(Collected data entries)
[Start of Attachment]

PR #649, opened 2018-01-26
Add trailing window aggregator

cdg-stripe:
#### Description

Add WindowMonoid utility for aggregating over finite window. Window case class stores elements with a queue. The monoid combines windows while trimming their elements to the appropriate size. The monoid is also geared to aggregate elements with the group property more efficiently, as we can subtract from the total elements we push out of the queue upon aggregation.

#### Testing

Unit tests

r? @johnynek

### DIFF
--- a/algebird-core/src/main/scala/com/twitter/algebird/Window.scala
+++ b/algebird-core/src/main/scala/com/twitter/algebird/Window.scala
@@ -17,6 +17,7 @@ limitations under the License.
 package com.twitter.algebird
 
 import scala.collection.immutable.Queue
+import Operators._
 
 /**
  *
--- a/algebird-core/src/main/scala/com/twitter/algebird/Window.scala
+++ b/algebird-core/src/main/scala/com/twitter/algebird/Window.scala
@@ -112,18 +112,15 @@ case class WindowMonoid[T](
 
   def plusM(a: Window[T], b: Window[T])(implicit m: Monoid[T]): Window[T] =
     if (b.items.size >= windowSize) {
-      var q = b.items
-      while (q.size > windowSize) {
-        q = q.tail
-      }
-      val total = m.sum(q)
-      Window(total, q)
+      val items = b.items.takeRight(windowSize)
+      val total = m.sum(items)
+      Window(total, items)
     } else {
       // we need windowSize - b.items.size from `a`
       val fromA = a.items.takeRight(windowSize - b.items.size)
-      val res = fromA ++ b.items
+      val items = fromA ++ b.items
       val total = m.sum(fromA) + b.total
-      Window(total, res)
+      Window(total, items)
     }
 
     def fromTraversable(ts: Traversable[T]): Window[T] = {
--- a/algebird-core/src/main/scala/com/twitter/algebird/Window.scala
+++ b/algebird-core/src/main/scala/com/twitter/algebird/Window.scala
@@ -76,17 +76,11 @@ case class WindowMonoid[T](
     windowSize: Int
 )(implicit p: Priority[Group[T], Monoid[T]])
     extends Monoid[Window[T]] {
-  val zero =
-    p match {
-      case Priority.Preferred(g) => Window(g.zero)
-      case Priority.Fallback(m)  => Window(m.zero)
-    }
+
+  def zero = p.fold(g => Window(g.zero))(m => Window(m.zero))
 
   def plus(a: Window[T], b: Window[T]): Window[T] =
-    p match {
-      case Priority.Preferred(g) => plusG(a, b)(g)
-      case Priority.Fallback(m)  => plusM(a, b)(m)
-    }
+    p.fold(g => plusG(a, b)(g))(m => plusM(a, b)(m))
 
   def plusG(a: Window[T], b: Window[T])(implicit g: Group[T]): Window[T] =
     if (b.items.size >= windowSize) {
--- a/algebird-core/src/main/scala/com/twitter/algebird/Window.scala
+++ b/algebird-core/src/main/scala/com/twitter/algebird/Window.scala
@@ -77,6 +77,8 @@ case class WindowMonoid[T](
 )(implicit p: Priority[Group[T], Monoid[T]])
     extends Monoid[Window[T]] {
 
+  require(windowSize >= 1, "Windows must have positive sizes")
+
   def zero = p.fold(g => Window(g.zero))(m => Window(m.zero))
 
   def plus(a: Window[T], b: Window[T]): Window[T] =
--- a/algebird-core/src/main/scala/com/twitter/algebird/Window.scala
+++ b/algebird-core/src/main/scala/com/twitter/algebird/Window.scala
@@ -62,7 +62,7 @@ case class Window[T](total: T, items: Queue[T]) {
 
 object Window {
   def apply[T](v: T): Window[T] = Window[T](v, Queue[T](v))
-  def from[T](ts: Traversable[T])(implicit m: WindowMonoid[T]) = m.fromTraversable(ts)
+  def from[T](ts: Iterable[T])(implicit m: WindowMonoid[T]) = m.fromIterable(ts)
 }
 
 /**
@@ -124,22 +124,22 @@ case class WindowMonoid[T](
       Window(total, items)
     }
 
-  def fromTraversable(ts: Traversable[T]): Window[T] = {
+  override def sumOption(ws: TraversableOnce[Window[T]]): Option[Window[T]] =
+    if (ws.isEmpty) None
+    else {
+      val it = ws.toIterator
+      var queue = Queue.empty[T]
+      while (it.hasNext) {
+        queue = (queue ++ it.next.items).takeRight(windowSize)
+      }
+      val monT: Monoid[T] = p.join
+      Some(Window(monT.sum(queue), queue))
+    }
+
+  def fromIterable(ts: Iterable[T]): Window[T] = {
     val monT: Monoid[T] = p.join
     val right = ts.toList.takeRight(windowSize)
     val total = monT.sum(right)
     Window(total, Queue(right: _*))
-  }
-
-  override def sumOption(ws: TraversableOnce[Window[T]]): Option[Window[T]] = {
-    if(ws.isEmpty) None
-    else {
-      val it = ws.toIterator
-      var queue = Queue[T]()
-      while (it.hasNext) {
-        queue = (queue ++ it.next.items).takeRight(windowSize)
-      }
-      Some(fromTraversable(queue))
-    }
   }
 }
--- a/algebird-core/src/main/scala/com/twitter/algebird/Window.scala
+++ b/algebird-core/src/main/scala/com/twitter/algebird/Window.scala
@@ -98,6 +98,18 @@ case class WindowMonoid[T](
       val total = monT.sum(right)
       Window(total, Queue(right: _*))
     }
+
+    override def sumOption(ws: TraversableOnce[Window[T]]): Option[Window[T]] = {
+      if(ws.isEmpty) None
+      else {
+        val it = ws.toIterator
+        var queue = Queue[T]()
+        while (it.hasNext) {
+          queue = (queue ++ it.next.items).takeRight(windowSize)
+        }
+        Some(fromTraversable(queue))
+      }
+    }
 }
 
 /*
--- a/algebird-core/src/main/scala/com/twitter/algebird/Window.scala
+++ b/algebird-core/src/main/scala/com/twitter/algebird/Window.scala
@@ -25,6 +25,34 @@ import scala.collection.immutable.Queue
  *
  * @param total Known running total of `T`
  * @param items queue of known trailing elements.
+ *
+ *  Example usage:
+ *
+ *  case class W28[T](window: Window[T]) {
+ *    def total = this.window.total
+ *    def items = this.window.items
+ *    def size = this.window.size
+ *  }
+ *
+ *  object W28 {
+ *    val windowSize = 28
+ *    def apply[T](v: T): W28[T] = W28[T](Window(v))
+ *
+ *    implicit def w28Monoid[T](implicit p: Priority[Group[T], Monoid[T]]): Monoid[W28[T]] =
+ *      new Monoid[W28[T]] {
+ *        private val WT: Monoid[Window[T]] = WindowMonoid[T](windowSize)
+ *        def zero = W28[T](WT.zero)
+ *        def plus(a: W28[T], b: W28[T]): W28[T] =
+ *          W28[T](WT.plus(a.window, b.window))
+ *      }
+ *  }
+ *  val elements = getElements()
+ *
+ *  val trailing90Totals =
+ *    elements
+ *      .map{ W90 }
+ *      .scanLeft(W90(0)) { (a, b) => a + b }
+ *      .map{ _.total }
  */
 
 case class Window[T](total: T, items: Queue[T]) {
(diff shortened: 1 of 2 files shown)


algebird-core/src/main/scala/com/twitter/algebird/Window.scala
```diff
@@ -0,0 +1,118 @@
...
+/**
+ * Provides a natural monoid for combining windows truncated to some window size.
+ *
+ * @param windowSize
+ */
+
+case class WindowMonoid[T](
+    windowSize: Int
+)(
+    implicit m: Monoid[T],
```
johnynek: Let’s not use this m. You can get the zero from the p by case matching.

johnynek (commented):
This is great.

Look in algebird-core/src/test/... to find the tests for this module. We want to make sure it passes the monoidLaws. You can search for monoidLaw for some examples.

After we add test coverage we should merge this.

algebird-core/src/main/scala/com/twitter/algebird/Window.scala
```diff
@@ -0,0 +1,118 @@
...
+/**
+ *
+ * Convenience case class defined with a monoid for aggregating elements over
+ * a finite window.
+ *
+ * @param total wrapped instance of `T`
+ * @param q (optional) queue to override default q containing input "total"
+ */
+
+case class Window[T](total: T, q: Queue[T] = Queue()) {
```
MansurAshraf: This looks great! What do you think about allowing user to pass a `PriorityQueue` instead of just a Queue (AFAIK scala PQ doesnt extend Queue). The way code is written right now, its implying that I need a commutative monoid to guarantee deterministic behavior or I need to control the order in  which items are inserted in the window. When I work with windows they usually have  some sort of ordering defined (last 3 distinct IPs used by a user in last one hour for example), It would be nice to allow users to  preserve the ordering somehow IMO

algebird-core/src/main/scala/com/twitter/algebird/Window.scala
```diff
@@ -0,0 +1,118 @@
...
+    p match {
+      case Priority.Preferred(g) => plusG(a, b)(g)
+      case Priority.Fallback(m)  => plusM(a, b)(m)
+    }
+
+  def plusG(a: Window[T], b: Window[T])(implicit g: Group[T]): Window[T] =
+    if (b.items.size >= windowSize) {
+      var total: T = b.total
+      var q = b.items
+      while (q.size > windowSize) {
```
MansurAshraf, line 91: Not sure if its possible to do it in this implementation but it would be nice to generalize how elements are evicted from the window. Right now it seems like I can only do fixed windows but I would really like to do time based rolling windows as well. For example: Rolling window of 1 hour and we evict element based on time instead of size

algebird-core/src/main/scala/com/twitter/algebird/Window.scala
johnynek: actually, I think `Window[T](total: T, items: Queue[T])` is better. We don't really want people to do something like `Window(100)` do we? that will have no items in the queue, and I imagine break the laws.

johnynek (commented):
in addition to the monoidLaws, I think we want something like:
```scala
forAll { (ts0: List[Int], n: Int) =>
  val ts = ts0.takeRight(n)
  val mon = new WindowMonoid(n)
  assert(mon.sum(ts.map(Window(_))).total == ts.sum)
}
```
That's the behavior you want, right?

algebird-core/src/main/scala/com/twitter/algebird/Window.scala
cdg-stripe: If you look at `items`, it fills in the queue if none was provided, i.e meant for initialization. The intent is to have a simple interface where you can wrap a window around a single object and sum in a sensible way:
```
implicit def wm[T] = WindowMonoid[T](2)

Window(1) + Window(2) + Window(3) == Window(5)
```
Needing to specify the queue would make this redundant 
```
Window(1, Queue(1)) + ...
```

Tbh I'm not a big fan of even having to expose the queue, since you could change the implementation in the future (e.g. a PriorityQueue). A more general approach might use a `PushPopper` interface, but that's probably overkill.

algebird-core/src/main/scala/com/twitter/algebird/Window.scala
cdg-stripe: My thought was to eventually have two classes/monoids, based on whether we want aggregations over fixed items or fixed time.

```
// Monoid defines aggregation for fixed window length, e.g. last 28 elements. Queue fixed to 28.
case class Window[T](total:T, q: Queue[T])

// Monoid defines aggregation for fixed time, e.g. last 28 days. Queue can grow arbitrarily.
case class WindowWithTs(lastestTime: Double, total: T, q: Queue[(Double, T)])
```

Does that seem sensible?

MansurAshraf: That seems reasonable but I am still not sure why we cant use `ProrityQueue` instead of `Queue`? As a user I would like to control the ordering and if I am passing you a PQ, I can do that by specifying my own comparator

cdg-stripe:
@MansurAshraf: I'm trying to grasp whether we need a fully general implementation up front, where the user inputs their own queue/priority. As mentioned above my thoughts are to have trailing windows based on one of:

- Fixed number of elements
- Fixed time interval (not implemented here, but can in a separate PR)

The "last N ip-addresses" problem is interesting. But rather than making this implementation more flexible/abstract, it might make sense to have a `LastNDistinct` monoid. I suspect this approach will be easier to test and implement.

cdg-stripe:
@johnynek:

Added tests and removed the redundant `implicit m: Monoid[T]`. I also tried out making `Window` a `class` instead of a `case class`. 
```
class Window[T](t: T, q: Queue[T] = Queue()) {
  def total = t
  def items = if (q.size > 0) q else Queue(total)
  def size = items.size
}
```
This makes it clear that q is optional and never accessible after instantiation. If no q is given, items default `Queue(total)`, the expected behavior when instantiating a window from a single item.

algebird-core/src/main/scala/com/twitter/algebird/Window.scala
```diff
@@ -0,0 +1,120 @@
...
+      // we need windowSize - b.items.size from `a`
+      val fromA = a.items.takeRight(windowSize - b.items.size)
+      val res = fromA ++ b.items
+      val total = m.sum(fromA) + b.total
+      Window(total, res)
+    }
+}
+
+/*
+  Example usage:
```
johnynek: can you make this a scaladoc comment on the case class?

algebird-test/src/test/scala/com/twitter/algebird/WindowLawsTest.scala
```diff
@@ -0,0 +1,20 @@
...
+import org.scalacheck.Prop.forAll
+
+
+class WindowLaws extends CheckProperties {
+  property("We aggregate over only n items") {
+    forAll { (ts0: List[Int], n: Int) =>
+      val ts = ts0.takeRight(n)
+      val mon = new WindowMonoid(n)
+      assert(mon.sum(ts0.map( Window(_) )).total == ts.sum)
+    }
```
johnynek: can we have a second one:
```scala
forAll { (ts0: List[Int], ts1: List[Int], n: Int) =>
  val expected = Queue((ts0 ::: ts1).takeRight(n): _*)
  val mon = new WindowMonoid(n)
  val got = mon.plus(Window(ts0.sum, Queue(ts0: _*)), Window(ts1.sum, Queue(ts1:_*)))
  assert(got == expected)
}
```

algebird-core/src/main/scala/com/twitter/algebird/Window.scala
```diff
@@ -0,0 +1,120 @@
...
+}
+
+object Window {
+  def apply[T](v: T): Window[T] = Window[T](v, Queue[T](v))
+}
+
+/**
+ * Provides a natural monoid for combining windows truncated to some window size.
+ *
+ * @param windowSize
```
johnynek: can you add more comment to this javaDoc param?

algebird-core/src/main/scala/com/twitter/algebird/Window.scala
```diff
@@ -0,0 +1,120 @@
...
+case class WindowMonoid[T](
+    windowSize: Int
+)(implicit p: Priority[Group[T], Monoid[T]])
+    extends Monoid[Window[T]] {
+  val zero =
+    p match {
+      case Priority.Preferred(g) => Window(g.zero)
+      case Priority.Fallback(m)  => Window(m.zero)
+    }
+
```
johnynek: what about a
```scala
  def fromIterable[T](ts: Iterable[T]): Window[T] = {
    val monT: Monoid[T] = p.join
    val right = ts.toList.takeRight(windowSize)
    val total = monT.sum(right)
    Window(total, Queue.empty[T] ++ right)
  }
```

algebird-core/src/main/scala/com/twitter/algebird/Window.scala
```diff
@@ -0,0 +1,120 @@
...
+  def plus(a: Window[T], b: Window[T]): Window[T] =
+    p match {
+      case Priority.Preferred(g) => plusG(a, b)(g)
+      case Priority.Fallback(m)  => plusM(a, b)(m)
+    }
+
```
johnynek: I think you can optimize `sumOption` somewhat here: you can take blocks of data and ignore the left if the right is full. PS: scalding uses this if it exists, so overridding sumOption on Semigroup (or any subclass) can be a very nice performance win on map/reduce.

```scala
def sumOption(ws: TraversableOnce[Window[T]]): Option[Window[T]] =
  if (ws.isEmpty) None
  else {
    val it = ws.toIterator
    var size = 0
    var queue = Queue.empty[Window[T]]
    while (it.hasNext) {
      val n = it.next
      queue = queue :+ n
      size += n.size
      val tailSize = size - queue.head.size
      if (tailSize >= windowSize) {
        queue = queue.tail
        size = tailSize
      }
    }
    // now we only have to merge the queue:
    queue.tail.foldLeft(queue.head)(plus(_, _))
  }
```
I think this can be a pretty big win.

johnynek (changes requested):

johnynek:
this PR: https://github.com/twitter/algebird/pull/650 seems to fix the ruby issue on travis.

johnynek:
(nothing like non-hermetic builds to make you feel real good, all day long).

algebird-core/src/main/scala/com/twitter/algebird/Window.scala
cdg-stripe: @johnynek: Overwrote sumOption below.

algebird-test/src/test/scala/com/twitter/algebird/WindowLawsTest.scala
cdg-stripe: Done

algebird-core/src/main/scala/com/twitter/algebird/Window.scala
cdg-stripe: @johnynek: I did this, and generalized to `Traversable`.

algebird-core/src/main/scala/com/twitter/algebird/Window.scala
```diff
@@ -0,0 +1,145 @@
...
+    val right = ts.toList.takeRight(windowSize)
+    val total = monT.sum(right)
+    Window(total, Queue(right: _*))
+  }
+
+  override def sumOption(ws: TraversableOnce[Window[T]]): Option[Window[T]] = {
+    if(ws.isEmpty) None
+    else {
+      val it = ws.toIterator
+      var queue = Queue[T]()
```
johnynek: .empty is more efficient since you avoid allocating the varargs wrapper.

algebird-core/src/main/scala/com/twitter/algebird/Window.scala
```diff
@@ -0,0 +1,145 @@
...
+      while (it.hasNext) {
+        queue = (queue ++ it.next.items).takeRight(windowSize)
+      }
+      Some(fromTraversable(queue))
```
johnynek: Using fromTraversable here is ignoring that you already have a queue. I think summing the queue and reusing it will be a significant performance improvement

algebird-core/src/main/scala/com/twitter/algebird/Window.scala
```diff
@@ -0,0 +1,145 @@
...
+ *      .map{ _.total }
+ */
+
+case class Window[T](total: T, items: Queue[T]) {
+  def size = this.items.size
+}
+
+object Window {
+  def apply[T](v: T): Window[T] = Window[T](v, Queue[T](v))
+  def from[T](ts: Traversable[T])(implicit m: WindowMonoid[T]) = m.fromTraversable(ts)
```
johnynek: Can we use Iterable? Scala 2.13 is changing the collections to avoid Traversable: https://www.scala-lang.org/blog/2017/02/28/collections-rework.html#traversable-and-iterable

cdg-stripe:
@johnynek:

Added more tests. Caught that the zero element should have an empty queue, where originally it was `Queue[T](T.zero)`. Also made the monoid on group elements more efficient. I dug around to see if there's anything else worth tweaking, but I think it's in a decent spot.

Also what are you thoughts about Scala 2.13, when we can have a signature `Window[Size, T]`? Might be okay have `Window[T]` and `WindowN[Size, T]` case classes.

johnynek:
yeah, I think in scala 2.13 we will have to revisit a lot of stuff, but the compatibility story is open since we will need to support 2.12 for a while, I guess (we aren't even on 2.12 yet at Stripe).

algebird-core/src/main/scala/com/twitter/algebird/Window.scala
```diff
@@ -0,0 +1,144 @@
...
+
+
+case class WindowMonoid[T](
+    windowSize: Int
+)(implicit p: Priority[Group[T], Monoid[T]])
+    extends Monoid[Window[T]] {
+
+  require(windowSize >= 1, "Windows must have positive sizes")
+
+  def zero = p.fold(g => Window[T](g.zero, Queue.empty[T]))(m => Window(m.zero, Queue.empty[T]))
```
johnynek, line 82: can we make this a `val` so we don't have to do the computation and allocation again on each call?

algebird-core/src/main/scala/com/twitter/algebird/Window.scala
```diff
@@ -0,0 +1,144 @@
...
+
+  def plus(a: Window[T], b: Window[T]): Window[T] =
+    p.fold(g => plusG(a, b)(g))(m => plusM(a, b)(m))
```
johnynek, line 85: for performance (not calling fold on each plus call) we are probably better to have two subclasses of `WindowMonoid` which could be an abstract class. We can decide once when we allocate which path to choose. Then the jit should be able to inline both instances. Sadly, the jvm can't optimize the above very well.

johnynek (commented):
Two comments, but let's address them in a follow up PR.

Thanks for this!

johnynek (approved):

johnynek:
published in 0.13.4:

https://github.com/twitter/algebird/releases/tag/v0.13.4

johnynek:
@MansurAshraf note if you want the most recent K things, TopKMonoid should work:

https://github.com/twitter/algebird/blob/develop/algebird-core/src/main/scala/com/twitter/algebird/TopKMonoid.scala

(so would priorityqueue I guess).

[End of Attachment]

- _YOUR ASSIGNMENT_
Repeat the entries verbatim through the line with "#### Description".

- _SOLUTION TO THIS EXERCISE_
PR #649, opened 2018-01-26
Add trailing window aggregator

cdg-stripe:
#### Description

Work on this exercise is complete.